Did you see post #13 pertaining to a physical handicap?


----------



## 7rr7s (Jun 6, 2011)

serenesam said:


> Did you see post #13 pertaining to a physical handicap?


Just read it. What a cool guy. Everyone has their challenges. I'd probably do the same thing in his shoes. Everyone also has choice. You can go around feeling sorry for yourself and your situation and maybe get a hooker here and there or you can choose to be positive and keep trying to find a woman who wants to be with you regardless of your circumstance. 

That being said, I would totally throw money down on a high end escort if I knew someone in that situation. I'd probably get him a few.


----------



## strangestdude (Dec 8, 2011)

2 reasons why I wouldn't use prostitutes;

1) Don't want to fuck someone who isn't enjoying it.

2) Honesty is important to me in a relationship, and I'd make a confident guess that having used prostitutes is a deal breaker for most women.


----------



## Everyday Ghoul (Aug 4, 2009)

It's paid. It's controlled. I would gladly pay prostitutes for their time; for favors that were completely non-sexual. Prostitutes can not break my heart, cheat on me, abandon me, hurt me (emotionally), etc. However, there are no prostitutes here and our state police have seen fit to setup online sting operations. So, I've simply resorted to pygmalionism. I'd rather use dolls and mannequins for one sided affection, than to have my heart ripped from my chest one more time. I have no more places to store emotional hurts, that other people stand ready to afflict.


----------



## Aquarian (Jun 17, 2012)

Darth Nihilus said:


> It's paid.
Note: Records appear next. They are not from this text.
PR #4329, opened 2026-05-22
finalize_scripts: tighten the PATH-strip condition to actual self-exec

katexochen:
The PATH-strip prelude exists to prevent `/scripts/<name>` from recursing into itself when the script execs a binary named `<name>` via PATH lookup. The current heuristic, `config.find_binary(name)`, checks a broader condition: whether *some* binary called `<name>` exists in the search path. That produces false positives for scripts that exec a different binary entirely.

In particular, `mkosi-install` execs `dnf install $@`, expecting `dnf` to resolve to the wrapped `/scripts/dnf` (which adds `--installroot=…`, `--use-host-config`, `--setopt=…`). When the prelude gets emitted for `mkosi-install` too, it strips `/scripts` from PATH before the exec, so `dnf` resolves to the raw system binary and is invoked with none of the wrapper's overrides.

Tighten the check: emit the prelude only when one of the exec'd argv tokens is the unqualified string `name`, which is the only case where PATH lookup could resolve back to `/scripts/<name>`.

Reproducer:

```
$ mkdir /tmp/repro && cd /tmp/repro
$ cat > mkosi.conf <<'EOF'
[Distribution]
Distribution=fedora
EOF
$ cat > mkosi.prepare <<'EOF'
mkosi-install --dump-main-config bash 2>&1 | grep '^installroot ' EOF
$ chmod +x mkosi.prepare
$ mkosi -ff build
```

Before: installroot = /
After: installroot = /buildroot

### DIFF
--- a/mkosi/__init__.py
+++ b/mkosi/__init__.py
@@ -594,10 +594,21 @@ def finalize_scripts(config: Config, scripts: Mapping[str, Sequence[PathString]]
         for name, script in scripts.items():
             # Make sure we don't end up in a recursive loop when we name a script after the binary
             # it execs by removing the scripts directory from the PATH when we execute a script.
+            #
+            # Recursion is only possible when some unqualified token in the exec'd command line is
+            # exactly "name" -- in that case the shell would resolve it back to "/scripts/<name>"
+            # via PATH. Checking "config.find_binary(name)" instead is a broader condition: it
+            # triggers PATH-strip whenever the script name happens to exist somewhere in the
+            # search path, including for scripts that exec a different binary entirely. For
+            # example, "mkosi-install" execs "dnf install", but the strip causes the wrapped
+            # "/scripts/dnf" to be hidden from PATH, so the raw system dnf runs without the
+            # wrapper's "--installroot", "--use-host-config", and "--setopt=" flags.
+            same_name_recursion = any("/" not in (s := os.fspath(arg)) and s == name for arg in script)
+
             with (Path(d) / name).open("w") as f:
                 f.write("#!/bin/sh\n")
 
-                if config.find_binary(name):
+                if same_name_recursion:
                     f.write(
                         textwrap.dedent(
                             """\


mkosi/__init__.py
```diff
@@ -594,10 +594,21 @@ def finalize_scripts(config: Config, scripts: Mapping[str, Sequence[PathString]]
...
+            #
+            # Recursion is only possible when some unqualified token in the exec'd command line is
+            # exactly `name` -- in that case the shell would resolve it back to `/scripts/<name>`
+            # via PATH. Checking `config.find_binary(name)` instead is a broader condition: it
+            # triggers PATH-strip whenever the script name happens to exist somewhere in the
+            # search path, including for scripts that exec a different binary entirely. For
+            # example, `mkosi-install` execs `dnf install`, but the strip causes the wrapped
+            # `/scripts/dnf` to be hidden from PATH, so the raw system dnf runs without the
+            # wrapper's `--installroot`, `--use-host-config`, and `--setopt=` flags.
+            same_name_recursion = any("/" not in (s := os.fspath(arg)) and s == name for arg in script)
```
behrmann, line 606: So, `script` here is a `Sequence[PathString]` that's the command line we'll exec. My question is, why do we need to look at all arguments (that don't contain a `/`), but all of them? I probably missed something, but the only thing I can see where this would be relevant, is ukify, which is being called with the python interpreter as arg0. But in that case this wouldn't make a difference, no?

mkosi/__init__.py
```diff
@@ -594,10 +594,21 @@ def finalize_scripts(config: Config, scripts: Mapping[str, Sequence[PathString]]
...
             # it execs by removing the scripts directory from the PATH when we execute a script.
+            #
+            # Recursion is only possible when some unqualified token in the exec'd command line is
+            # exactly `name` -- in that case the shell would resolve it back to `/scripts/<name>`
+            # via PATH. Checking `config.find_binary(name)` instead is a broader condition: it
+            # triggers PATH-strip whenever the script name happens to exist somewhere in the
+            # search path, including for scripts that exec a different binary entirely. For
+            # example, `mkosi-install` execs `dnf install`, but the strip causes the wrapped
+            # `/scripts/dnf` to be hidden from PATH, so the raw system dnf runs without the
+            # wrapper's `--installroot`, `--use-host-config`, and `--setopt=` flags.
```
behrmann: Nit: This is not markdown
```suggestion
            # exactly "name" -- in that case the shell would resolve it back to "/scripts/<name>"
            # via PATH. Checking "config.find_binary(name)" instead is a broader condition: it
            # triggers PATH-strip whenever the script name happens to exist somewhere in the
            # search path, including for scripts that exec a different binary entirely. For
            # example, "mkosi-install" execs "dnf install", but the strip causes the wrapped
            # "/scripts/dnf" to be hidden from PATH, so the raw system dnf runs without the
            # wrapper's "--installroot", "--use-host-config", and "--setopt=" flags.
```

behrmann (commented):
Really great find! Nice work.

mkosi/__init__.py
katexochen: The dnf wrapper expands to roughly `python3 -SI /sandbox.py ... env VAR=val ... dnf --installroot=/buildroot ... "$@"`, based on 

```
    def scripts(cls, context: Context) -> dict[str, list[PathString]]:
        return {
            "dnf": cls.apivfs_script_cmd(context) + cls.env_cmd(context) + cls.cmd(context),
```

The shell resolves arg0 (python3) but sandbox.py later does `execpv("env", ...)` and env later does its own `execvp("dnf", ...)`, and if /scripts is still in PATH at this point we re-enter the wrapper again.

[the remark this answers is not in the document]
katexochen: Agreed, that's a valid concern. But as described, while we would be doing unnecessary work, it wouldn't cause harm. Checking only script[0] won't suffice due to the exec nesting.

katexochen:
I thought about this a bit more. While this patch is a strict improvement, it isn't perfect.

[Claude pointed out](https://github.com/systemd/mkosi/pull/4329#discussion_r3288109385):
There could be cases where we find some arg that matches the script name, but is actually an argument and we would never try to actually resolve it via PATH further down the exec chain.

Other thing that came to my mind:
There could be multiple arguments that should actually resolve to /scripts. If we detect a loop, we remove /scripts from PATH, and as a result, other args might not be resolved correctly. Example:

  `/scripts/foo` invokes `foo dnf`, where `dnf` should resolve to `/scripts/dnf`.
  We detect `foo` might loop back to` /scripts/foo`.
  We remove `/scripts` from `PATH`.
   `dnf` now resolves to something else than `/scripts/dnf`, or nothing at all.
   
My instant idea was to instantly resolve `foo` in the example from a `PATH` that doesn't contain `/scripts`, but keep `/scripts` in the `PATH` for the actual invocation. However, that wouldn't work out well if we hit a an arg that isn't actually meant to be resolved via PATH (claude's point from before).

behrmann:
> this patch is a strict improvement,

Agreed.

> There could be cases where we find some arg that matches the script name

That was also the main point of my question, since I figured only doing this with argv0 could sidestep the issue.

> My instant idea was to instantly resolve foo in the example from a PATH that doesn't contain /scripts, but keep /scripts in the PATH for the actual invocation. However, that wouldn't work out well if we hit a an arg that isn't actually meant to be resolved via PATH (claude's point from before).

I'm not sure this is sensibly solvable algorithmically. Maybe we could add some token (`MKOSI_RESOLVE_IN`) in our wrappers to document what we actually mean and resolve it correctly depending on that.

It's controlled. I would gladly pay prostitutes for their time; for favors that were completely non-sexual. Prostitutes can not break my heart, cheat on me, abandon me, hurt me (emotionally), etc. However, there are no prostitutes here and our state police have seen fit to setup online sting operations. So, I've simply resorted to pygmalionism. I'd rather use dolls and mannequins for one sided affection, than to have my heart ripped from my chest one more time. I have no more places to store emotional hurts, that other people stand ready to afflict.
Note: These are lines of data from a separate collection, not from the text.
PR #4333, opened 2026-05-26
Mount /etc/resolv.conf symlink into sandbox

daandemeyer:
Currently, if /etc/resolv.conf is a symlink, we
bind mount the actual file it points to into the 
sandbox. Problem with this approach is that if the 
file it points to is replaced on the host, creating
nested sandboxes will fail because bind mounting a 
file whose source does not exist anymore fails with
ENOENT when you call mount. 

To fix this (partially), make sure we bind mount the 
/etc/resolv.conf symlink if it one. That way, on
resolved systems, we'll bind mount the /etc/resolv.conf
symlink and the /run/systemd/resolve directory into the
sandbox, with the latter containing the symlink target of
/etc/resolv.conf. Because we don't mount the target file
directly but its parent directory, if the file is replaced,
the sandbox will see the new file.

To make this work we add new --bind-nofollow and 
--ro-bind-nofollow options to mkosi-sandbox.

### DIFF
--- a/mkosi/resources/man/mkosi-sandbox.1.md
+++ b/mkosi/resources/man/mkosi-sandbox.1.md
@@ -77,6 +77,13 @@ from `mkosi.sandbox` is not supported and may break in future versions.
 `--ro-bind-foreign SRC DST`
 :   Like `--bind-foreign`, but does a readonly mount.
 
+`--bind-nofollow SRC DST`
+:   Like `--bind`, but does not follow symlinks for `SRC`. If `SRC` is itself a symlink, the
+    symlink is bind mounted as-is rather than its target.
+
+`--ro-bind-nofollow SRC DST`
+:   Like `--bind-nofollow`, but does a readonly mount.
+
 `--symlink SRC DST`
 :   Creates a symlink at `DST` in the sandbox pointing to `SRC`. If `DST` already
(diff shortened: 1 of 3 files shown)


mkosi/resources/man/mkosi-sandbox.1.md
```diff
@@ -77,6 +77,14 @@ from `mkosi.sandbox` is not supported and may break in future versions.
 `--ro-bind-foreign SRC DST`
 :   Like `--bind-foreign`, but does a readonly mount.
 
+`--bind-nofollow SRC DST`
+:   Like `--bind`, but does not follow symlinks for `SRC`. If `SRC` is itself a symlink, the
+    symlink is bind mounted as-is rather than its target. This is useful when the symlink at
+    `SRC` may change on the host and the sandbox should resolve it at access time instead.
```
behrmann: Just to be sure: From the commit message this is more about the target of `SRC` changing, not `SRC` itself changing, no?

behrmann (approved):

mkosi/resources/man/mkosi-sandbox.1.md
daandemeyer: I'm just gonna drop that part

I very much appreciate the honesty in this comment.


----------



## series0 (Feb 18, 2013)

fourtines said:


> How would sex with someone who isn't attracted to you be superior?
> 
> You guys are out of your minds. Hookers aren't attracted to most of their clients, that's why there's that old adage that hookers don't kiss their clients. There's a good reason for that.
> 
> ...


We are not saying that SEX is better with a prostitute. We are saying that the SITUATION is better. It's easier to deal with, returns the quantity factor with less time and net less money, and way way way less hassle. That being said, it would not work well for me without certain other conditions being present. I don't have conversations with people I do not like in some way unless they are flat required, let alone attempt sex with them. My own level of required intimacy is too high. That being said I can imagine a scenario where a prostitute that I got to know a little or had the right personality would be fine for this. But then, for me, we are back to more high maintenance. The difference is this time it's me respecting my own limits and silliness, rather than my ostensible relationship partner's.
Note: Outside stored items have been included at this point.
PR #687, opened 2026-09-12
fix(bench): [HIMMEL-2979] luna child admits Bash under dontAsk; resolve transcript_path

yotamleo:
## What

Fixes HIMMEL-2977 P0.4: the luna bench child launches under `--permission-mode dontAsk` with nothing pre-allowed, so its first Bash call was denied and it never touched its fixture (9 harness errors on 09-12). Separately, `transcript_path` was always `-`.

## RED control (denial reproduction, before the fix)

`/tmp/himmel-bench/run-logs/T3-luna-red.log` line 3:
```
I'm blocked from completing this because the environment denied both shell access ... No files were modified.
```

## Mechanism chosen

`--allowedTools` was tried first but the real `claude` CLI parses it as a variadic argv list that swallowed the trailing prompt-text argument:
```
Ignoring --allowedTools rule "**Some": Wildcard tool name "**Some" is not supported in allow rules...
Error: Input must be provided either through stdin or as a prompt argument when using --print
```
Switched to `--settings '{"permissions":{"allow":["Bash","Read","Edit","Write","Glob","Grep"]}}'` — a single JSON argv token, not blocked by `scripts/claude-codex`'s own arg-screening (which only refuses settings payloads setting `env.ANTHROPIC_*`/`env.CLAUDE_CODE_USE_*` keys).

## transcript_path RED→GREEN

RED: hermetic test with a stub launcher (`BENCH_CLAUDE_CODEX_BIN`) — `transcript_path=-`, root cause: the slug computation stripped a leading `-` that the real `~/.claude-codex/projects/` directory name keeps (a POSIX path's leading `/` encodes to a leading `-`). GREEN after removing the stray `gsub(/^-+/, "")`.

## Luna cell report (Step 6 — real run, reps=1, all 10 fixtures, ONE dispatch)

`run-batch.sh dispatch-luna --tasks-dir scripts/lanes/bench/fixtures --runs-dir /tmp/himmel-bench/runs-2979 --reps 1` (rc=0), then `node scripts/lanes/bench/report.mjs --runs-dir /tmp/himmel-bench/runs-2979 --out /tmp/himmel-bench/report-2979.json`:

- **0** error-harness verdicts
- **10/10** exit_code=0
- **10/10** transcript_path resolved (non-null)
- **Luna quality baseline: 10/10**
- Report: `/tmp/himmel-bench/report-2979.json`

## Impacted tests

| Suite | Result |
|---|---|
| `scripts/lanes/tests/bench-dispatch-luna.test.mjs` | 5/5 pass |
| `scripts/lanes/tests/bench-no-telegram-spawner-grep.test.mjs` | 1/1 pass |
| `scripts/lanes/tests/bench-run-batch.test.mjs` | 7/7 pass |

## Known-findings self-review (step 2.8)

Flagged `[test-coverage-gap]` on `scripts/lanes/bench/dispatch-luna.sh` ("source
changed, no test changed"). Verified against `git diff main...HEAD --stat`:
`scripts/lanes/tests/bench-dispatch-luna.test.mjs` IS part of the diff —
deliberately not an issue. The detector only recognizes a `test-<name>.sh`
sibling-file naming convention and doesn't match this repo area's `.test.mjs`
convention.

## CR-panel round 1 finding (fixed)

Critic panel (codex-1) caught: the transcript_path test's stub launcher
(`bench-dispatch-luna.test.mjs`) slugged raw POSIX `pwd` output, while the real
`dispatch-luna.sh` converts the fixture path through `cygpath -w` (a no-op off
Windows) before slugging. Identical on Linux (why the test passed here), but
on Git Bash the stub's project directory name would diverge from the one the
dispatcher actually looks up, breaking the test there. Verified both sides
(stub code + dispatcher lines 150-189) before fixing. Mirrored the same
`cygpath -w` conversion in the stub; re-ran the suite (5/5 pass); fixed in a
follow-up commit (`2809591b`, never amended). Round 2 came back clean (0
Critical / 0 Important / 0 Suggestions).

## Attestation

- `Platforms tested: linux`
- `Security reviewed: manual` — the `--settings` allowlist covers only the bench's own tool set (Bash, Read, Edit, Write, Glob, Grep); never `bypassPermissions`; the child still runs under `--permission-mode dontAsk`.

leg-burn: n/a (pre-P0.2)

https://claude.ai/code/session_01PpYZTpokbwAD8vrfgJuJB3


yotamleo:
@coderabbitai review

For me self maintenance has always been easier with fuck buddies or just internet porn. No money. No stupid babble. As I have gotten older though, the number of women that I would care to deal with as a fuck buddy has diminished for many reasons. I am still attractive and capable, at least in my own admittedly biased estimation.  Although I usually have a relationship ongoing, the temptation has come up to just deal with a prostitute the way the OP suggests. In the U.S. though, it's too underground and riddled with issues. I am not sure internationally if there is a good example out there. Anyone know?


----------



## Thalassa (Jun 10, 2010)

MrsAndrewJacoby said:


> To me, it's sad. But, hence the world in which we live. What IS funny to me is that the OP thinks every man on earth shares his outlook (or at least that's what the title of his post implies).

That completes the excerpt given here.